Rama Sithanen du PTr : “C’est un budget trompe-l’oeil. Le présent gouvernement n’a pas répondu aux attentes des Mauriciens. Rien n’a été fait pour réduire la dette publique, le chômage et la relance de l’investissement”.
Ariff Currimjee du JEC : “Le budget ne contient pas suffisamment d’incitations pour dynamiser les secteurs traditionnels tels que l’emploi et l’investissement”. Ariff Currimjee regrette également qu’une taxe soit imposée sur les compagnies.

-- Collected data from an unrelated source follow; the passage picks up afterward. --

Issue #1432, opened 2021-02-26
Introduce ConVar.GetDescription() method


dragokas:
Hi,

Can you add please an ability to return "Description" string field by ConVar handle?

It is an argument, filled in CreateConVar() function, and also available via FindFirstConCommand enumerator.

Will be good to easily access everything in one place.
Thank you.

Wend4r:
I also want to add to this request getting the minimum and maximum ConVar values
```
ConVar.HasMinValue.get
ConVar.HasMaxValue.get
ConVar.MinValue.get
ConVar.MaxValue.get
```
I think it will be useful if the plugin would control the value of ConVar through the user (the outer shell) to give him an error and etc..

asherkin:
> I also want to add to this request getting the minimum and maximum ConVar values

Please do not hijack other issues.

What you're after is already implemented as the [GetBounds](https://sourcemod.dev/#/convars/methodmap.ConVar/function.GetBounds) / [SetBounds](https://sourcemod.dev/#/convars/methodmap.ConVar/function.SetBounds) functions.

PR #1449, opened 2021-03-18
Add ConVar.GetDescription() method

Wend4r:
Issue #1432

### DIFF
--- a/core/smn_console.cpp
+++ b/core/smn_console.cpp
@@ -1484,7 +1484,6 @@ REGISTER_NATIVES(consoleNatives)
 	{"SetConVarFlags",		sm_SetConVarFlags},
 	{"ResetConVar",			sm_ResetConVar},
 	{"GetConVarName",		sm_GetConVarName},
-	{"GetConVarDescription",sm_GetConVarDescription},
 	{"GetConVarBounds",		sm_GetConVarBounds},
 	{"SetConVarBounds",		sm_SetConVarBounds},
 	{"QueryClientConVar",	sm_QueryClientConVar},
--- a/core/smn_console.cpp
+++ b/core/smn_console.cpp
@@ -650,6 +650,23 @@ static cell_t sm_GetConVarName(IPluginContext *pContext, const cell_t *params)
 	return 1;
 }
 
+static cell_t sm_GetConVarDescription(IPluginContext *pContext, const cell_t *params)
+{
+	Handle_t hndl = static_cast<Handle_t>(params[1]);
+	HandleError err;
+	ConVar *pConVar;
+
+	if ((err=g_ConVarManager.ReadConVarHandle(hndl, &pConVar))
+		!= HandleError_None)
+	{
+		return pContext->ThrowNativeError("Invalid convar handle %x (error %d)", hndl, err);
+	}
+
+	pContext->StringToLocalUTF8(params[2], params[3], pConVar->GetHelpText(), NULL);
+
+	return 1;
+}
+
 static bool s_QueryAlreadyWarned = false;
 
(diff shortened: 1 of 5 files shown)


Wend4r:
Works
image

plugins/include/convars.inc
```diff
@@ -446,6 +452,16 @@ native void SetConVarBounds(Handle convar, ConVarBounds type, bool set, float va
...
 
+/**
+ * Retrieves the description of a console variable.
+ *
+ * @param convar        Handle to the convar.
+ * @param buffer        Buffer to store the description of the convar.
+ * @param maxlength     Maximum length of string buffer.
+ * @error               Invalid or corrupt Handle.
+ */
+native void GetConVarDescription(Handle convar, char[] buffer, int maxlength);
```
Headline, line 463: I understand adding this for the sake of completion, but we don't add old style functions for new features. Rest looks good to me, though! 😄

Headline (approved):

peace-maker:
We need to figure out how to handle changes to translation phrases before merging this!

Wend4r:
> We need to figure out how to handle changes to translation phrases before merging this!
I followed the standards set by `basecommands`
https://github.com/alliedmodders/sourcemod/blob/ad485069a837f602bdeeeb50f9e02452b3860ecd/plugins/basecommands.sp#L65-L66
Phrases from ConVars are found in these 2 files.
I think this already needs to be fixed with a separate solution.

peace-maker:
Yes, sorry, this is nothing wrong with your changes. Just like #597 changes to the translation files have to be reflected in the [translator tool](https://sm.alliedmods.net/translator/) used to gather all the different languages. That update isn't automated yet and the [process of translation](https://wiki.alliedmods.net/Translating_SourceMod) hasn't been revisited since SourceMod switched to a rolling release cycle afaik.

asherkin:
I think it would be best to remove the basecommands changes so we can get the new API merged.

core/smn_console.cpp
```diff
@@ -650,6 +650,23 @@ static cell_t sm_GetConVarName(IPluginContext *pContext, const cell_t *params)
...
+	HandleError err;
+	ConVar *pConVar;
+
+	if ((err=g_ConVarManager.ReadConVarHandle(hndl, &pConVar))
+		!= HandleError_None)
+	{
+		return pContext->ThrowNativeError("Invalid convar handle %x (error %d)", hndl, err);
+	}
+
+	pContext->StringToLocalUTF8(params[2], params[3], pConVar->GetHelpText(), NULL);
```
peace-maker, line 665: Can `GetHelpText` ever return NULL?

peace-maker (changes requested):
The non-methodmap native needs to go, but otherwise this looks great!

core/smn_console.cpp
Wend4r: It will return a pointer with an empty string if there is no description

Wend4r: https://github.com/alliedmodders/hl2sdk/blob/csgo/tier1/convar.cpp#L163

Wend4r:
When there was an active change with `basecommands` it returns an empty string aka NULL_STRING from `ConVar.GetDescription()` from ConVars without a description.

core/smn_console.cpp
peace-maker: Cool, let's assume this is the case for all games and sdks

peace-maker (approved):

peace-maker:
`NULL_STRING` and an empty string aren't the same, but I guess you're talking about an empty string, so this is fine.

Il salue “les efforts qu’il y a eus en faveur des petites et moyennes entreprises (PME)” ainsi que “l’élément social très fort contenu dans le budget”.
Dario Thérèse, FPU: “Il y a un laisser-faire dans ce présent budget”. Cette centrale syndicale trouve aussi que, sous certains aspects, ce budget n’est “qu’une rhétorique vide de sens”.
Rashid Imrith, FSSC: “Les différentes mesures plus ou moins sociales prises n’apporteront aucun avantage à court terme et la vie des Mauriciens en général ne connaîtra pas d’évolution notable pour le moment”.
Radakrishna Sadien, GSA. Il fustige le fait que les salariés touchant plus de Rs 20 000 ne bénéficieront plus de la Basic Retirement Pension. “C’est assez grave car cela peut amener un démantelement de l’État providence” , dit-il.
Haniff Peerun, GUTU: “La décision de ne plus subventionner 50% des frais d’examens pour les élèves du SC et du HSC dans le cas des enfants dont les parents touchent plus de Rs 30 000 est inacceptable car c’est un acquis qui devrait rester intouchable”.
Swalay Rojee, DHTU: “Le budget favorise la démocratisation de l’investissement. Ce budget à caractère très social vise à aider les plus démunis de la société”.
Mosadeq Sahebdin, ICP: “Le discours indique un certain engagement du gouvernement en faveur des consommateurs. La mise en application de la Competition Act est une avancée dans la protection des consommateurs. Toutefois, nous estimons que l’extension des heures d’ouverture des boutiques est insuffisante pour permettre aux boutiquiers de concurrencer les supermarchés”.